*INSTRUCTIONS FOR THE TASK*.
Could you write out the opening lines of the data, word for word, stopping after the line that contains "### Background"?

*DATA TO USE*.

______________________________

PR #4315, opened 2026-09-01
refactor: chain entry validation into contract interface

### LINKED ISSUE #4313: Move ChainEntry validation into contract interface
### Background

Chain Entry Validation for foreign chain currently lives in mpc contract. We should move it to mpc contract interface so that other crates (e.g. proposal generator cli) can depend on it without mpc contract dependency.

More context: https://github.com/near/mpc/pull/4287#discussion_r3901449873

### User Story

_No response_

### Acceptance Criteria

chain entry validation is in mpc contract interface

_No response_

anodar:
Closes: https://github.com/near/mpc/issues/4313

### DIFF
--- a/crates/contract/Cargo.toml
+++ b/crates/contract/Cargo.toml
@@ -98,6 +98,7 @@ near-mpc-contract-interface = { workspace = true, features = [
     "k256",
     "near",
 ] }
+near-mpc-sdk = { workspace = true }
 near-mpc-signature-verifier = { workspace = true }
 near-sdk = { workspace = true }
 rand = { workspace = true, optional = true }
--- a/crates/contract/Cargo.toml
+++ b/crates/contract/Cargo.toml
@@ -135,7 +135,6 @@ mpc-contract = { workspace = true, features = [
 near-abi = { workspace = true }
 near-contract-transport = { workspace = true, features = ["traits"] }
 near-mpc-contract-interface = { workspace = true, features = ["client"] }
-near-mpc-sdk = { workspace = true }
 near-workspaces = { workspace = true }
 rand = { workspace = true }
 rand_core = { workspace = true }
--- a/crates/contract/Cargo.toml
+++ b/crates/contract/Cargo.toml
@@ -59,9 +59,11 @@ bench-contract-methods = []
 # length of a fan-out queue). Distinct from `bench-contract-methods` because these are
 # behavioral hooks, not gas-measurement hooks.
 sandbox-test-methods = []
-dev-utils = ["rand", "threshold-signatures", "near-mpc-contract-interface/blstrs"]
-# For native (non-wasm, non-test) consumers of contract types, e.g. proposal-generator.
-non-contract-usage = ["near-sdk/non-contract-usage"]
+dev-utils = [
+    "rand",
+    "threshold-signatures",
+    "near-mpc-contract-interface/blstrs",
+]
 abi = [
     "borsh/unstable__schema",
     "near-mpc-contract-interface/abi",
--- a/crates/contract/Cargo.toml
+++ b/crates/contract/Cargo.toml
@@ -59,11 +59,7 @@ bench-contract-methods = []
 # length of a fan-out queue). Distinct from `bench-contract-methods` because these are
 # behavioral hooks, not gas-measurement hooks.
 sandbox-test-methods = []
-dev-utils = [
-    "rand",
-    "threshold-signatures",
-    "near-mpc-contract-interface/blstrs",
-]
+dev-utils = ["rand", "threshold-signatures", "near-mpc-contract-interface/blstrs"]
 abi = [
     "borsh/unstable__schema",
     "near-mpc-contract-interface/abi",
--- a/crates/contract/src/foreign_chain_rpc.rs
+++ b/crates/contract/src/foreign_chain_rpc.rs
@@ -14,7 +14,9 @@ use std::collections::BTreeMap;
 
 use near_mpc_bounded_collections::NonEmptyBTreeMap;
 use near_mpc_contract_interface::types::{self as dtos, ForeignChain, ProviderConfig, ProviderId};
-use near_mpc_sdk::foreign_chain::validation::{ChainEntryValidationError, validate_chain_entry};
+use near_mpc_sdk::foreign_chain::validation::{
+    ChainEntryValidationError, ValidatedChainEntry, validate_chain_entry,
+};
 use near_sdk::near;
 use near_sdk::store::IterableMap;
 
@@ -46,12 +48,21 @@ pub struct ChainEntry {
     quorum: u64,
 }
 
+impl From<ValidatedChainEntry> for ChainEntry {
+    fn from(entry: ValidatedChainEntry) -> ChainEntry {
+        ChainEntry {
+            providers: entry.providers().clone(),
+            quorum: entry.quorum(),
+        }
+    }
+}
+
 impl TryFrom<dtos::ChainEntry> for ChainEntry {
     type Error = ChainEntryValidationError;
 
     fn try_from(entry: dtos::ChainEntry) -> Result<Self, Self::Error> {
-        let dtos::ChainEntry { providers, quorum } = validate_chain_entry(entry)?.into();
-        Ok(ChainEntry { providers, quorum })
+        let validated_chain_entry = validate_chain_entry(entry)?;
+        Ok(validated_chain_entry.into())
     }
 }
 
--- a/crates/contract/src/foreign_chain_rpc.rs
+++ b/crates/contract/src/foreign_chain_rpc.rs
@@ -13,9 +13,8 @@
 use std::collections::BTreeMap;
 
 use near_mpc_bounded_collections::NonEmptyBTreeMap;
-use near_mpc_contract_interface::types::{
-    self as dtos, ChainEntryValidationError, ForeignChain, ProviderConfig, ProviderId,
-};
+use near_mpc_contract_interface::types::{self as dtos, ForeignChain, ProviderConfig, ProviderId};
+use near_mpc_sdk::foreign_chain::validation::{ChainEntryValidationError, validate_chain_entry};
 use near_sdk::near;
 use near_sdk::store::IterableMap;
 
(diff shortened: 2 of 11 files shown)


anodar:
> crates/contract/Cargo.toml:63 — This PR orphans the non-contract-usage feature and leaves its comment pointing at a consumer that no longer exists:

dropped it

> crates/near-mpc-contract-interface/src/types/foreign_chain.rs:1977 — ProvidersLenOverflow is unreachable on every target this workspace builds for: usize is 32-bit on wasm32 and 64-bit on native, ...

addressed, changed to .expect

> crates/near-mpc-contract-interface/src/types/foreign_chain.rs:1959 — The moved doc says NonEmptyBTreeMap enforces non-empty + unique-ProviderId "at borsh-deserialize time". 

addressed

> crates/near-mpc-contract-interface/src/types/foreign_chain.rs:2625 — provider() and chain_entry() are now byte-identical duplicates of the helpers

these are 2x 10 lines of code, it's fine.

> crates/proposal-generator/README.md:4 — The typo fix leaves the sentence still ungrammatical

addressed.

crates/near-mpc-contract-interface/src/types/foreign_chain.rs
```diff
@@ -1975,10 +1996,52 @@ pub struct ChainEntry {
...
+            {
+                return Err(ChainEntryValidationError::QueryParamCollidesWithAuth {
+                    provider_id: id.0.clone(),
+                    name: auth_name.clone(),
+                });
+            }
+        }
+        Ok(())
+    }
+}
```
netrome: As noted on slack, we don't want this kind of validation logic to live in the contract interface crate.

Generally, we prefer a "parse, don't validate" approach (which we should add clearer to our engineering standards) - especially for API types. So I'd recommend adding this validation logic to the construction and serialization methods of the `ChainEntry` type. This way, invalid instances of the type should become impossible to construct, which I believe could be okay to have in the DTO crate - although the canonical pattern is to define our own collection types in separate crates and then just reuse them here. Though the validation logic here is more complex so it's not completely obvious in this case what's best imo.

netrome (dismissed):
Blocking as per our slack discussion. We don't want validation logic in the DTO crate.

anodar:
Summary of changes:

- introduced validation module in sdk
- defined `ValidatedChainEntry`, `validate_chain_entry` and implemented `From<ValidatedChainEntry>` for `dtos::ChainEntry`
- introduced dependency on sdk in contract and proposal-generator

anodar:
> crates/near-mpc-sdk/src/foreign_chain/validation.rs:33 — ValidatedChainEntry is a witness that no caller keeps

This is intended. `Result<ValidatedChainEntry, Error>` was preferred over `Result<(), Error>` as a return type of validation so that in the future as we add more functionality in sdk, we allow clients to use validated type.

> crates/contract/Cargo.toml:136 — near-mpc-sdk is now both a normal dependency (line 100) and a dev-dependency, with no extra features on the dev entry.

Fixed

> crates/near-mpc-sdk/src/foreign_chain/validation.rs:57 — the same usize → u64 conversion is handled two ways within this feature: .expect(...) here, and ConversionError::DataConversion at crates/contract/src/foreign_chain_rpc.rs:151 ...

This is fine to be different. If we handle error same way in `validate_chain_entry`, we have to add unnecessary, never reacheable error type in `ChainEntryValidationError`.

crates/contract/src/foreign_chain_rpc.rs
```diff
@@ -51,44 +50,7 @@ impl TryFrom<dtos::ChainEntry> for ChainEntry {
...
-            ) = (&config.chain_routing, &config.auth_scheme)
-                && routing_name == auth_name
-            {
-                return Err(ChainEntryValidationError::QueryParamCollidesWithAuth {
-                    provider_id: id.0.clone(),
-                    name: auth_name.clone(),
-                });
-            }
-        }
+        let dtos::ChainEntry { providers, quorum } = validate_chain_entry(entry)?.into();
```
kevindeforth: nit:
The conversion from dtos to ValidatedChainEntry back to dtos is a bit counter-intuitive. 

It would be nice to have a `From<ValidatedChainEntry> for ChainEntry` and then we could write

```rust
fn try_from(entry: dtos::ChainEntry) -> Result<Self, Self::Error> {
    let validated_chain_entry = validate_chain_entry(entry)?;
    Ok(validated_chain_entry.into())
}
```

crates/proposal-generator/src/lib.rs
```diff
@@ -19,16 +19,13 @@ pub struct ConfigError {
     pub source: ChainEntryValidationError,
 }
 
-/// Validates each entry with the contract's own rules
-/// ([`mpc_contract::foreign_chain_rpc::ChainEntry`]), then borsh-encodes the
-/// `vote_update_foreign_chain_providers` argument.
+/// Validates each entry with the contract's own rules ([`validate_chain_entry`]),
```
kevindeforth: nit: comment references contract validation, but we use sdk validation. There is no guarantee here that the contract actually uses the sdk validation and that it is exhaustive.

kevindeforth (dismissed):
Nice, thank you!

crates/contract/src/foreign_chain_rpc.rs
gilcu3: Agree we should probably convert directly in this one. The alternative we discussed yesterday was to have the function `validate_chain_entry` figure if the entry is valid

crates/contract/Cargo.toml
```diff
@@ -100,6 +98,7 @@ near-mpc-contract-interface = { workspace = true, features = [
     "k256",
     "near",
 ] }
+near-mpc-sdk = { workspace = true }
 near-mpc-signature-verifier = { workspace = true }
 near-sdk = { workspace = true }
 rand = { workspace = true, optional = true }
```
gilcu3, line 104: hmm so this was a bit more important change than we thought. The sdk was just a dev dependency before. I wonder if we could reuse more stuff from there then. Or if the sdk was not meant to be used by the contract 🤔

crates/near-mpc-sdk/src/foreign_chain/validation.rs
```diff
@@ -0,0 +1,217 @@
...
+}
+
+impl From<ValidatedChainEntry> for dtos::ChainEntry {
+    fn from(entry: ValidatedChainEntry) -> Self {
+        dtos::ChainEntry {
+            providers: entry.providers,
+            quorum: entry.quorum,
+        }
+    }
+}
```
gilcu3: why do we need this one? It should be enough with the conversion to the other side, unless I am missing something

crates/near-mpc-sdk/src/foreign_chain/validation.rs
```diff
@@ -0,0 +1,217 @@
...
+    QueryParamCollidesWithAuth { provider_id: String, name: String },
+}
+
+/// Witness that a [`dtos::ChainEntry`] passed [`validate_chain_entry`]; convert
+/// back via [`From<ValidatedChainEntry>`] to reach the fields.
+#[derive(Debug, Clone, Eq, PartialEq)]
+pub struct ValidatedChainEntry {
+    providers: NonEmptyBTreeMap<ProviderId, ProviderConfig>,
+    quorum: u64,
+}
```
gilcu3, line 35: If we are defining a Validated Chain Entry here, why not reuse it within the contract? That would probably avoid all the extra conversions introduced

gilcu3 (changes requested):
Mostly looks good, but the extra conversions are a minor blocker to me. I don't see why we cannot simply used the `ValidatedChainEntry` type in the contract, now that it is defined and used as such. This would remove the need of the extra conversions happening now

crates/contract/src/foreign_chain_rpc.rs
anodar: I wanted to avoid use of `ValidatedChainEntry` type in contract and only implicitly guarantee that it's validated.  It is yet another type in the contract that is solely used to convert dto entry -> validated Entry -> contract entry and probably never used outside that.

But I don't have strong opinion on it. Changed to that.

crates/proposal-generator/src/lib.rs
anodar: Addressed.

crates/contract/Cargo.toml
anodar: Discussed in slack.

crates/near-mpc-sdk/src/foreign_chain/validation.rs
anodar: It was used in 

```
let dtos::ChainEntry { providers, quorum } = validate_chain_entry(entry)?.into();
```

to avlid using validatedEntry in contract (reasoning below). No longer appllicable.

crates/near-mpc-sdk/src/foreign_chain/validation.rs
anodar: Explained reasoning below.

anodar:
> Mostly looks good, but the extra conversions are a minor blocker to me. I don't see why we cannot simply used the ValidatedChainEntry type in the contract, now that it is defined and used as such. This would remove the need of the extra conversions happening now

That type will only be used in dto entry -> validated entry -> contract entry conversion and nowhere else. I figured it would be nicer to avoid mentioning it in contract entirely and just do validation. But since you both agree on it, changed it.

gilcu3:
> > Mostly looks good, but the extra conversions are a minor blocker to me. I don't see why we cannot simply used the ValidatedChainEntry type in the contract, now that it is defined and used as such. This would remove the need of the extra conversions happening now
> 
> That type will only be used in dto entry -> validated entry -> contract entry conversion and nowhere else. I figured it would be nicer to avoid mentioning it in contract entirely and just do validation. But since you both agree on it, changed it.

I think that would be a fair approach, but then you lose the safety that type was actually providing, falling back to a function that just validates the data.

crates/contract/src/foreign_chain_rpc.rs
gilcu3: Ahh the idea is that you can actually reuse it and end up with:

dto entry -> validated Entry = contract entry

crates/near-mpc-sdk/Cargo.toml
gilcu3: nit: we could probably update this line, as this gains now the common validation functionality

gilcu3 (dismissed):
Thank you!

kevindeforth (dismissed):

crates/near-mpc-sdk/Cargo.toml
anodar: Addressed.

kevindeforth (approved):

gilcu3 (approved):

______________________________

*RESPONSE FOR THIS EXERCISE*.
PR #4315, opened 2026-09-01
refactor: chain entry validation into contract interface

### LINKED ISSUE #4313: Move ChainEntry validation into contract interface
### Background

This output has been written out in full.